If your subordinate acted innocently, what was the probability he/she would have selected five nurses for the trips?

dhyper(x, m, n, k)

## [1] 0.07586207

How many nurses would we have expected your subordinate to send?

m*k / (m+n)

## [1] 3

How many non-nurses would we have expected your subordinate to send?

n*k / (m+n)

## [1] 3

5. (Geometric).

The probability of being seriously injured in a car crash in an unspecified location is about .1% per hour. A driver is required to traverse this area for 1200 hours in the course of a year.What is the probability that the driver will be seriously injured during the course of the year? In the course of 15 months? What is the expected number of hours that a driver will drive before being seriously injured? Given that a driver has driven 1200 hours, what is the probability that he or she will be injured in the next 100 hours?

First

What is the probability that the driver will be seriously injured during the course of the year? In the course of 15 months?

p_injured <- 0.001

hours_per_year <- 1200
hours_per_month <- hours_per_year / 12

pgeom(hours_per_year, p_injured)

## [1] 0.6992876

pgeom(hours_per_month*15, p_injured)

## [1] 0.7772602

The probability of the driver being seriously injured within a year is 69.9% and within 15 months is 77.7%.

Second

What is the expected number of hours that a driver will drive before being seriously injured?

1/p_injured

## [1] 1000

The expected number of hours a driver will drive before being seriously injured is 1,000 hours.

Third

Given that a driver has driven 1200 hours, what is the probability that he or she will be injured in the next 100 hours?

pgeom(100, p_injured)

## [1] 0.09611265

The probability the driver will be injured in the next 100 hours given that they already drove 1200 hours is 9.61%.

6. (Binomial)

** You are working in a hospital that is running off of a primary generator which fails about once in 1000 hours. a) What is the probability that the generator will fail more than twice in 1000 hours?

\(P(X > 2) = 1 - P(X \le 2)\)

a = 1/1000
t = 1000

lambda = a*t

1 - ppois(2,lambda)

## [1] 0.0803014

The probability of the generator failing more than twice in 1,000 hours is 8.03%.

2. What is the expected value?

\(E(X) = \lambda\)

lambda

## [1] 1

It is expected that the generator will fail once in 1,000 hours.

7. (Uniform)

A surgical patient arrives for surgery precisely at a given time.
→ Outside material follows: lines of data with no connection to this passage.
PR #162508, opened 2025-09-09
Fully native DTensor.__new__

swolchok:
* #163030
* #162968
* __->__ #162508
* #161695

Move the entirety of `__new__` into C++, saving a layer of disable_dynamo and making progress toward all-C++.


torch/csrc/autograd/python_variable.cpp
```diff
@@ -928,6 +864,109 @@ static bool intern_dtensor_strings() {
...
+  DispatchKeySet extra_dispatch_keys;
+  const auto tensor_keys = local_tensor.key_set();
+  if (tensor_keys.has(c10::DispatchKey::Conjugate)) {
+    extra_dispatch_keys = extra_dispatch_keys.add(c10::DispatchKey::Conjugate);
+  }
+  if (tensor_keys.has(c10::DispatchKey::Negative)) {
+    extra_dispatch_keys = extra_dispatch_keys.add(c10::DispatchKey::Negative);
+  }
+
+  py::handle spec = py::handle(r.pyobject(2));
```
albanD, line 948: Does .pyobject() return a new or borrowed reference?

torch/csrc/autograd/python_variable.cpp
```diff
@@ -928,6 +864,109 @@ static bool intern_dtensor_strings() {
...
+  const auto tensor_meta = spec.attr(dtensor_interned_strings.tensor_meta);
```
albanD, line 949: Some error checking from the old code is lost here when this is None?
Also what happens here when the attribute doesn't exist?

torch/csrc/autograd/python_variable.cpp
```diff
@@ -928,6 +864,109 @@ static bool intern_dtensor_strings() {
...
+  py::object py_tensor =
+      py::reinterpret_steal<py::object>(THPVariable_NewWithVar(
+          (PyTypeObject*)cls,
+          tensor,
+          // false is the default
+          /*allow_preexisting_pyobj=*/false,
+          // we know DTensor has __torch_dispatch__; avoid checking again.
+          /*has_torch_dispatch_if_known=*/true));
+  py_tensor.attr(dtensor_interned_strings._spec) = spec;
+  py_tensor.attr(dtensor_interned_strings._local_tensor) = local_tensor;
```
albanD, line 975: I've never seen this before. Is the refcounting acutally correct on this?!

albanD (commented):
Not really sure what the end goal here is and the level of optimization we're aiming for. But pybind is most likely costing you a lot, especially for things like setting a slot attribute?

torch/csrc/autograd/python_variable.cpp
swolchok: borrowed -- it [just vends from the input args array](https://github.com/pytorch/pytorch/blob/main/torch/csrc/utils/python_arg_parser.h#L1156), which is borrowed.

torch/csrc/autograd/python_variable.cpp
swolchok: > what happens here when the attribute doesn't exist?

PyObject_GetAttr() will set an error, and [pybind11 will throw](https://github.com/pybind/pybind11/blob/master/include/pybind11/pytypes.h#L903).

> Some error checking from the old code is lost here when this is None

you can't get an attribute from None, so this change is safe. it's harder to debug, so I suppose we can TORCH_CHECK here.

torch/csrc/autograd/python_variable.cpp
swolchok: why wouldn't it be? it would be an obvious bug in pybind11 if this didn't work

ezyang (approved):

PR #162509, opened 2025-09-09
[dynamo][guards] Prevent framelocals to dict conversion for not required LAMBDA_GUARD

anijain2305:
* #162525
* __->__ #162509

This is a smaller PR to reduce framelocals to dict conversion.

Based on previous analysis (or a lack of knowledge assumption), you know that the waiting time is uniformly distributed from 0 to 30 minutes. What is the probability that this patient will wait more than 10 minutes?

1. What is the probability that this patient will wait more than 10 minutes?

\(P(X > 10) = 1 - P(X \le 10)\)

1 - punif(10, 0, 30)

## [1] 0.6666667

The probability a patient will wait more than 10 minutes is 66.7%.

2. If the patient has already waited 10 minutes, what is the probability that he/she will wait at least another 5 minutes prior to being seen?

1 - punif(15, 10, 30) 

## [1] 0.75

The probability the patient will wait at least another 5 minutes given they already waited 10 minutes is 75%.

3. What is the expected waiting time?

\(E(X) = \mu\) = \(\alpha + \beta \over 2\)

(0 + 30) /2

## [1] 15

The expected waiting time is 15 minutes.

8. (Exponential)

Your hospital owns an old MRI, which has a manufacturer’s lifetime of about 10 years (expected value). Based on previous studies, we know that the failure of most MRIs obeys an exponential distribution.

1. What is the expected failure time?

The expected failure time is 10 years.

2. What is the standard deviation?

E_X = 10

sqrt(E_X)

## [1] 3.162278

The standard deviation is 3.16.

3. What is the probability that your MRI will fail after 8 years?

\(P(X > 8) = 1 - P(X \le 8)\)

a = 1/10

1 - pexp(8, a)

## [1] 0.449329

The probility the machine will fail after 8 years is 44.9%.

4. Now assume that you have owned the machine for 8 years. Given that you already owned the machine 8 years, what is the probability that it will fail in the next two years?

pexp(2, a)

## [1] 0.1812692

The probability the machine will fail in the next 2 years given you already owned it for 8 years is 18.1%.